Ну, а Еське с Фряней чё скрывать? Они, как есть, всё сказывают. Только он в этом самый главный подвох и военную хитрость узрел.
– Всё, – говорит, – с вами ясно. Бошки поотрубать, и весь мой приговор.
– Ладно, твоё Величие, – Еська молвит. – Коли будет на то царска милость, так мы и без бошек как-либо остаться могём. Только одно дозволь ты мне сказать. Тебе ведь того не ведомо, что мы не токмо что государству твому помеху никаку не сделали, а ещё и жизнь тебе облегчили.
– Как так? Неча врать!
– А ты сперва сделай мне таку милость да отвечай, почто вы спокон веку войну ведёте?
– Дак за петуха же индейского! Без него у нас народу не останется.
– Ан вот и останется! Ты спроси-ка у енерала: в селе, откель Фрянюшка моя, много ль детишков?
Енерал в толк покамест не взял, к чему Еська клонит, но соглашается: по всей округе, мол, ребятишки бегают.
– А много ль ты им яиц о прошлом-то годе выделил?
Царь в затылке почесал, дьяка думского кликнул.
– Никак нет, – дьяк отвечает, – ни единого яйца индейского они не получили.
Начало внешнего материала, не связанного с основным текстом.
PR #354, opened 2026-04-26
notif: settings UI + store 砍到 2 toggle (W2)

Jiahui-Gu:
## Summary
W2 of notification simplification.
- NotificationSettings reduced to `{enabled, sound}` with auto-migration of old persisted shape (`migrateNotificationSettings` in `src/stores/store.ts`)
- Per-session mute removed (`Session.notificationsMuted`, sidebar context menu, `BellOff` icon, `setSessionNotificationsMuted` action)
- SettingsDialog notifications section: 2 toggles only — dropped per-event toggles, test button, module-availability indicator
- i18n: removed `sidebar.muteNotifications/unmuteNotifications/notificationsMutedAria` and `settings.notifications.{permission,permissionHint,question,questionHint,turnDone,turnDoneHint,testButton,testTitle,testBody,testIpcUnavailable,testSent,testFailed,moduleAvailable,moduleUnavailable,moduleChecking}` in both en.ts and zh.ts

## Migration
Old persisted shape `{enabled, permission, question, turnDone, sound}` (or any partial blob) hydrates through `migrateNotificationSettings` → `{enabled, sound}`. Missing booleans default to `true` so a corrupted/partial blob doesn't silently mute the user. Persist schema version stays at 1 — extra keys on disk are simply ignored on next read; first write rewrites the snapshot in the new shape.

## Cross-worker dependency
Typecheck currently fails on `src/notifications/dispatch.ts` (W1's file) — it still references the removed `settings.permission/question/turnDone` and `session.notificationsMuted`. W1's PR removes those readers. Both PRs must merge together (or W1 first) for `working` to compile.

## Test plan
- [ ] typecheck pass (after W1 lands)
- [ ] lint pass — no new lint issues introduced by W2 (verified locally; pre-existing unused-disable warning at store.ts:1185 is not from this PR)
- [ ] W5 e2e suite (after W1-W4 land)

PR #399, opened 2026-04-27
fix(e2e): harness-restore notify-fallback green

Jiahui-Gu:
## Summary
- `harness-restore::notify-fallback` was timing out on `[data-testid=\"notifications-module-status\"]`.
- PR #354 (notif settings simplified to enabled + sound only) deliberately removed that banner — silent fallback to in-app banners is the design intent.
- Drop the dead UI assertion; keep the `notify:availability` IPC contract assertion (available=false + non-empty error string) as the real contract. Documented rationale inline so the next Settings refactor isn't blamed.

## Root cause
`scripts/harness-restore.mjs:884` waited on `locator('[data-testid=\"notifications-module-status\"]')`. After PR #354 (merged 2026-04-26) the Settings → Notifications panel no longer renders that element, so the locator could never become visible — 3s timeout.

## Fix
`scripts/harness-restore.mjs` (`caseNotifyFallback`):
- Removed the Settings sidebar → notifications-tab → module-status assertion block (38 lines).
- Kept the existing IPC assertion (`available === false`, `error` is non-empty string), the renderer/main error-log assertions, and updated the success log to print the IPC error string instead of the now-gone banner text.
- Added a header comment pinning the rationale to PR #354 so future refactors know the IPC contract is the only contract.

Net diff: -38 / +9 in one file. No src/ changes.

## Test plan
- [x] Phase 0: confirmed branch + dirty file match killed-worker state.
- [x] Phase 1 (sanity, with fix): `node scripts/harness-restore.mjs --only=notify-fallback` → **OK** in 3.7s.
- [x] Phase 2 (neighbor regression): full `node scripts/harness-restore.mjs` → **15 passed, 0 failed, 0 skipped** (100.5s wall).
- [x] Phase 3: `npm run typecheck` → clean.
- [x] Reverse-verify: `git stash push scripts/harness-restore.mjs` → re-run only=notify-fallback → **FAIL** with the original `locator(...notifications-module-status...) Timeout 3000ms exceeded` at line 884. Stash popped, fix back in place.

Pre-fix failure log (reverse-verify):
```
[case=notify-fallback] FAIL: locator.waitFor: Timeout 3000ms exceeded.
Call log:
  - waiting for locator('[data-testid=\"notifications-module-status\"]') to be visible
```

Post-fix pass log:
```
[case=notify-fallback] notify:availability reports available=false with error: \"ccsm/notify: failed to load electron-windows-notifications (Cannot find module 'electron-windows-notifications'...)\"
[case=notify-fallback] OK
```

### DIFF
--- a/scripts/harness-restore.mjs
+++ b/scripts/harness-restore.mjs
@@ -782,6 +782,14 @@ async function caseDbCorruptionRecovery({ log, registerDispose }) {
 // Pre-launch fixture: rename `node_modules/electron-windows-notifications` so
 // the WindowsAdapter's require() throws MODULE_NOT_FOUND. Sandboxes HOME so
 // the dev's real ~/.claude isn't touched. From probe-e2e-notify-fallback.mjs.
+//
+// What this guards: the `notify:availability` IPC handler must report
+// available=false + a non-empty error string when the native module can't
+// load, so in-app banner fallback can take over silently. PR #354
+// deliberately removed the Settings → Notifications "module status" banner
+// (settings simplified to enabled+sound only — silent fallback is the design
+// intent). We no longer assert any user-facing UI for this case; the IPC
+// contract is the only contract.
 // ──────────────────────────────────────────────────────────────────────────
 async function caseNotifyFallback({ log, registerDispose }) {
   const notifyDir = path.join(ROOT, 'node_modules', 'electron-windows-notifications');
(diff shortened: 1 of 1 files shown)


Jiahui-Gu (commented):
Independent reviewer (pool-5).

**Layer 1 — direction: APPROVED**
- PR #354 commit 98ce40c deliberately removed `data-testid="notifications-module-status"` and the entire `moduleStatus` indicator from `src/components/SettingsDialog.tsx` (commit stat: -127 lines in that file). Commit message explicitly: "SettingsDialog 通知段只剩 2 toggle, 删 per-event/test 按钮/模块状态".
- Current `SettingsDialog.tsx::NotificationsPane` (lines 293-318) renders only `notifications.enable` + `notifications.sound` toggles; no module-status / availability indicator anywhere.
- `git grep notifications-module-status` across the tree: 0 matches. The asserted UI is genuinely dead.
- Keeping the `notify:availability` IPC contract assertion (available=false + non-empty error) is the right invariant — it's the only contract left after the silent-fallback simplification.

**Layer 2 — implementation: clean**
- Diff is exactly what's claimed: 38 deleted assertion lines + 8-line header comment pinning rationale to PR #354. No collateral changes.
- Header comment is accurate and warranted — future readers will otherwise wonder why the IPC-only assertion exists with no UI follow-up.
- Final log line updated from "Settings banner reads" to "notify:availability reports available=false with error" — matches the new shape.

**e2e**: `--only=notify-fallback` PASS in 3.5s. Full `harness-restore` 15/15 PASS in 111.6s.
**Reverse-verify**: checked out origin/working version → FAIL with exact `locator.waitFor: Timeout 3000ms exceeded ... [data-testid="notifications-module-status"]` at line 884. Confirms the assertion was the failure source.
**typecheck**: clean (both tsconfigs).

Recommendation: **APPROVE**.

PR #403, opened 2026-04-27
fix(store): truncation marker survives cross-restart (#fp9-F)

Jiahui-Gu:
## Bug (dogfood-r2 fp9 Check F)

Cross-restart truncation is broken: the marker IS persisted, but the
re-apply at `src/stores/store.ts` keys on `b.id === marker.blockId`.
When the user truncated a freshly-sent prompt, the marker captured the
renderer-local-echo id (e.g. `u-mogrjvqb-ahyl` from `nextLocalId()` in
`InputBar`). Post-restart `framesToBlocks(JSONL)` re-projects with
`u-<uuid>` ids; no match → silent no-op → entire transcript reappears.

User-visible: truncate doesn't survive an app restart.

## Reproduction

`scripts/harness-restore.mjs --only=truncate-survives-restart`
(harness-restore preferred per `feedback_e2e_prefer_harness.md`).

2-launch case: plant a 4-turn JSONL fixture, simulate the local-echo
truncation flow, close, relaunch, assert prompts after the cut don't
reappear. Reverse-verified — fails on origin/working HEAD with all 4
prompts visible after restart.

## Fix

Extend the marker schema with two optional content-anchor fields:

```
{ blockId, truncatedAt, userTurnIndex?, textPrefix? }
```

`rewindToBlock` now also persists `userTurnIndex` (count of `kind:'user'`
blocks at and including the cut) and `textPrefix` (first 80 chars of the
target user message, whitespace-normalized).

`loadMessages` re-apply tries the blockId match first (cheap, exact for
`u-<uuid>` markers), then falls back to "Nth user block whose textPrefix
matches" when blockId misses. Inclusive-cut semantics preserved.

Legacy markers without anchor fields keep working through the blockId
match path — schema-additive, no migration needed.

## Trade-off considered

Alternative: swap the local-echo id with the JSONL UUID once the frame
arrives — single source of truth, cleanest fix. Rejected because
`streamEventToTranslation` explicitly skips user echoes (to avoid
duplicates with InputBar's local echo), so there's no renderer-side
event at which the UUID becomes available to swap into the existing
local-echo block. Implementing that would require a separate JSONL→
in-memory reconciliation pass, which is a much larger surface change
than the content-anchor approach. The content anchor is the smallest
change that closes the data-invariant gap.

## Files changed

- `src/stores/store.ts` — `rewindToBlock` persists anchor; `loadMessages`
  applies anchor fallback; new `anchorTextPrefix` helper.
- `electron/main.ts` — `truncation:set/get` validate + pass through
  optional anchor fields, sanitize bad shapes.
- `electron/preload.ts` + `src/global.d.ts` — type extension.
- `scripts/harness-restore.mjs` — new `truncate-survives-restart` case.

## Test plan

- [x] `node scripts/harness-restore.mjs --only=truncate-survives-restart` passes
- [x] Reverse-verify: stash fix → e2e fails (bug present) → pop → green
- [x] `npx vitest run tests/user-block-hover-menu.test.tsx` — 7/7 pass
- [x] `npm run build` clean


Jiahui-Gu (commented):
Reviewer (pool-5) APPROVE. Layer 1: bug real + user-visible; content-anchor sound (id-swap not viable per streamEventToTranslation at src/agent/stream-to-blocks.ts:267); userTurnIndex+textPrefix(80) robust through adjacent-same-prefix/empty/rewind. Residual: just-sent-not-yet-flushed truncation no-ops cross-restart, same as current behavior, non-regression. Layer 2: clean 5-file diff, no store.ts collision, e2e covers both leak and over-cut, typecheck clean. E2E independent reverse-verify skipped (pool-5 no out/ bundle).

PR #404, opened 2026-04-27
docs(dogfood): r2 fp11 i18n+markdown+long-output — 5 PASS / 1 FAIL (long-line wrap)

Jiahui-Gu:
## Summary

Dogfood r2 fp11 — exercises Chinese prompt + markdown rendering + long-output handling against the installed CCSM.exe production bundle (no rebuild) via Playwright + Agent Maestro proxy.

| Check | Topic | Verdict |
|-------|-------|--------|
| A | Chinese prompt + Chinese reply | PASS |
| B | Markdown elements (h1/ul/ol/code/quote/bold/italic/inline) | PASS |
| C | Long output (200 lines) — auto-stick + jump-to-latest | PASS |
| D | Long markdown expand affordance | PARTIAL (no show-more on assistant blocks) |
| E | Mixed CJK + English + Japanese | PASS |
| F | 500-char single-line wrap | **FAIL** |

## Key finding (F)

Long unbreakable single-line response (`a`*500) breaks chat stream layout: `scrollWidth=4297` vs `clientWidth=1006` (4x horizontal overflow). `<p>` has `word-break: normal` + `overflow-wrap: normal` + `white-space: pre-wrap` which never breaks unbreakable runs. Visual confirmation in `docs/screenshots/dogfood-r2/fp11-i18n-md-long/check-f-long-line.png`.

Recommended fix (NOT applied — dogfood scope is report only): add `overflow-wrap: anywhere` (or `word-break: break-word`) to the assistant prose `<p>`. CodeBlock has its own scroll; only plain prose is affected.

## Observation (D)

Assistant markdown blocks have no expand/collapse affordance (Bash tool blocks already do — fp8). Long markdown is rendered inline at full height; outer chat container scrolls. Possibly intentional, surfaced for UX consideration.

## Files

- Probe: `scripts/probe-dogfood-r2-fp11-i18n-markdown-long.mjs`
- Report: `docs/dogfood-r2-fp11-report.md`
- Screenshots: `docs/screenshots/dogfood-r2/fp11-i18n-md-long/check-{a..f}*.png`
- Logs + snapshots: `dogfood-logs/r2-fp11/`

## Setup notes

- Sanitized HOME (`feedback_probe_skill_injection.md`).
- Set BOTH `CCSM_CLAUDE_CONFIG_DIR` and `CLAUDE_CONFIG_DIR` (fp10 gotcha).
- Real ccsm store schema used (`messagesBySession[sid]`, etc.).
- Isolated user-data dir wiped per-run.

[...]

PR #405, opened 2026-04-27
fix(chat): wrap unbreakable long lines in assistant prose (#fp11-F)

Jiahui-Gu:
## Bug

fp11 dogfood Check F (PR #404 findings.json): user prompt `output a single line of 500 'a' characters` produces an assistant block whose `scrollWidth=4297` vs `clientWidth=1006` — ~4x horizontal overflow that pushes the entire chat row sideways and breaks the no-bubble density philosophy.

## Repro

1. Send any single-line response with no whitespace (500 'a' chars, a long URL, a long hash, a base64 blob).
2. Observe the chat row gains a horizontal scrollbar; the run does not wrap.

## Root cause

`AssistantBlock.tsx` rendered the markdown `<p>` with `whitespace-pre-wrap` only. That preserves newlines but the default `word-break: normal` + `overflow-wrap: normal` will not break a run that contains no break opportunity. The flex parent (`flex gap-3` + inner `min-w-0`) then stretches to fit the unbreakable child.

## Fix

Add `[overflow-wrap:anywhere]` to the prose `<p>` className.

**Why `anywhere` over `break-word`:** `anywhere` contributes to min-content sizing, so the inner flex child with `min-w-0` actually shrinks below the long word's width. `break-word` only breaks once the line genuinely overflows AND does not help min-content — leaves flex parents stretched in some configurations. Both are equivalent visually on prose; `anywhere` is the safer choice in this layout.

**Why only `<p>`:** `<pre>` blocks keep `overflow-x-auto whitespace-pre` — code should scroll, not break mid-token. Inline `<code>` is unchanged. Tables already wrap their own `overflow-x-auto`. Long URLs in `<a>` inside `<p>` inherit the rule, which is what we want.

## E2E

New `harness-ui` case: `assistant-long-line-wraps`.

- Seeds one assistant message with `'a'.repeat(500)`.
- Asserts `assistant-body` block + inner `<p>`: `scrollWidth <= clientWidth + 2`.
- Asserts computed `overflow-wrap === 'anywhere'` (catches anyone replacing the rule with a no-op or removing it).

**Reverse-verified:** stashed the AssistantBlock change, rebuilt, ran the case — FAIL with `scrollWidth=4235 / clientWidth=1044 / overflow-wrap=normal` (same signature as the dogfood probe). Restored the fix — PASS with `block 1044/1044 p 1020/1020 overflow-wrap=anywhere`.

Also re-ran nearby cases `chat-user-assistant-contrast` + `type-scale-snapshot` — both green, no regression.

## Test plan

- [x] `node scripts/harness-ui.mjs --only=assistant-long-line-wraps` passes
- [x] Reverse-verify: case fails on origin/working HEAD with the dogfood overflow signature
- [x] `chat-user-assistant-contrast` + `type-scale-snapshot` still green
- [ ] Manual: Chinese / Japanese / mixed-script prose still wraps cleanly (fp11 Check A + E remain PASS — `overflow-wrap: anywhere` does not change CJK wrapping which already had break opportunities)

### DIFF
--- a/scripts/harness-ui.mjs
+++ b/scripts/harness-ui.mjs
@@ -15,6 +15,7 @@
 //   - popover-cross-dismiss                (popover-mutex / #221)
 //   - type-scale-snapshot                  (#225, 4-step type token system)
 //   - chat-user-assistant-contrast         (#345, dogfood: user vs assistant rail)
+//   - assistant-long-line-wraps            (fp11 Check F, long unbreakable run wraps)
 //   - banner-i18n-toggle                   (banner i18n)
 //   - toast-a11y                           (#298 follow-up)
 //   - cwd-popover-recent-unfiltered        (probe-e2e-cwd-popover-recent-unfiltered)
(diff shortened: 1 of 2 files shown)


Jiahui-Gu (commented):
Reviewer (pool-3) APPROVE. Layer 1: anywhere vs break-word choice correct (per CSS spec only anywhere contributes to min-content sizing inside flex+min-w-0); inline code cascades anywhere acceptable; long URL break trade-off documented. Layer 2: diff minimal (1 className + 1 e2e), no collisions, e2e renders real Electron renderer via win.evaluate, asserts scrollWidth + computed overflow-wrap, reverse-verify recipe inline; typecheck clean. E2E independent reverse-verify SKIPPED (no out/ bundle in pool-3) — worker provided concrete FAIL/PASS numbers (4235/1044 → 1044/1044). Follow-up (non-blocking): UserBlock.tsx:171 has same vulnerability — user paste 500-char URL hits same overflow.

– А теперя можешь казнить нас сколько твоей душеньке царской угодно, – Еська говорит, – и воевать до скончания века. Заместо чтоб войну энту глупую прекратить и править спокойно с миром.
Долго царь да енерал с дьяком в толк взять не могли, врёт он аль дело говорит. Но тут царица вмешалася:
– Пока вы тута разговоры говорите, может, я чрез вас счастья свого лишаюся. Мне царица супостатская вот чё пишет: «Посылаю, мол, тебе, человечка. Ты того в жизни не ведала, чему он могёт тя обучить и каки́ чудеса показать. И слаще тех чудес ничего в мире целом нету». А вы ему бошку отрубать хотите. Потерпите малость, пущай он мне сперва энти чудеса сладки покажет.
– Дык это же главная бонба и есть, – царь кричит.
Да ведь для ихней сестры лучше бонба, чем после всю жисть мучиться: а ну как и впрямь самой наисладчающей сладости лишилася.
Было, царь согласие дал. Но тут Фряня руки в боки:
– Кака́ така сладка вещь? Ась? Нет, царь-батюшка, вели немедля нас казнить, только я крале твоей свово Есечку не отдам.
Тут уж самому царю любопытно стало: что же это такое, коли баба готова лучше головы лишиться, чем с другой энтим самым делиться.
Но Еська Фряне напомнил, как он всю округу обихаживал.
– И то верно, – она согласилась. – Коли с суседками я тобою делилась, то с государыней-матушкой и подавно.
Чё дале долго толковать: всё, как в том царстве было, и тут точка в точку повторилось. Так же царь опаску имел, что Еська чё дурное содеет, так же велел ему локти связать. Правда, тут ему чуть поспокойней было: коли б Еська врагом оказался, то не токмо что с ним, но и с Фряней расправа учинилась бы: не мог же ж Еська об этом не думать.
– Только, – Еська говорит, – чур, уговор: покеда мы сами к вам не выдем, нас не беспокоить.
Осталися Еська с царицей одни. Одёжку с неё скинули. А она ишо краше той оказалася. У той кожа будто молоком облитая, а у этой – сливками. У той сосочки словно землянички, а у этой – малинки. У той волос что пух лебяжий, а у этой – гагачий.
Еська и ей поначалу перво чудо показал, а там и второе не задержалося. Уж царь со прислужниками извелися все, дожидаючись, пока они выдут с опочивальни царицыной. А Фряня вовсе будто на шиле сидела.
Наконец, царица выплыла. Будто пава ступает, мало не вспорхнёт сейчас.
– Попробуйте только, – молвит, – хоть волосок с Еськи тронуть. Я тако устрою, что намеднешний бунт вам за сахар покажется. А ну-ка, наградите его по-царски.
Но Еська от подарков отказался, только одёжку спросил себе да сапоги покрепче. Оделся, хвать Фряню за руку, и – ходу с царского двора! Их и удерживать не стали, потому сама царица за них заступилася.